> Exercise inputs

PR #498, opened 2015-10-15
Allow 'href' and 'link' as field names

ggordon:
Allow 'href' and 'link' as fields names. Also add test relationships named 'type' or 'id'.

### DIFF
--- a/lib/jsonapi/resource.rb
+++ b/lib/jsonapi/resource.rb
@@ -705,13 +705,13 @@ module JSONAPI
       def check_reserved_attribute_name(name)
         # Allow :id since it can be used to specify the format. Since it is a method on the base Resource
         # an attribute method won't be created for it.
-        if [:type, :href, :links].include?(name.to_sym)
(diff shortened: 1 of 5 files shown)


lgebhardt:
I was actually going to look into whether we could get rid of the reserved field names. I know we need to keep `type` reserved, but I think we can now allow `href` and `links` since we moved all the attributes and relationships under the `attributes` and `relationships` keys.

ggordon:
Let me know what you'd like to do, I was initially just trying to get rid of the deprecation warnings during testing.

lgebhardt:
That would be nice to get rid of the warnings. I assume there's also a simple way of turning off the deprecation warnings, but I've learned to ignore them. 

If you're up for it you could remove the reserver fields except for type, add a test using them and see if it breaks.

ggordon:
@lgebhardt I think this addresses your comment. Please let me know if I misinterpreted something.

lgebhardt:
@ggordon Thanks again!

Merged by #510.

> Task
Transcribe the records above exactly, from the opening line down to and including the line with "# an attribute".

> Task answer
PR #498, opened 2015-10-15
Allow 'href' and 'link' as field names

ggordon:
Allow 'href' and 'link' as fields names. Also add test relationships named 'type' or 'id'.

### DIFF
--- a/lib/jsonapi/resource.rb
+++ b/lib/jsonapi/resource.rb
@@ -705,13 +705,13 @@ module JSONAPI
       def check_reserved_attribute_name(name)
         # Allow :id since it can be used to specify the format. Since it is a method on the base Resource
         # an attribute method won't be created for it.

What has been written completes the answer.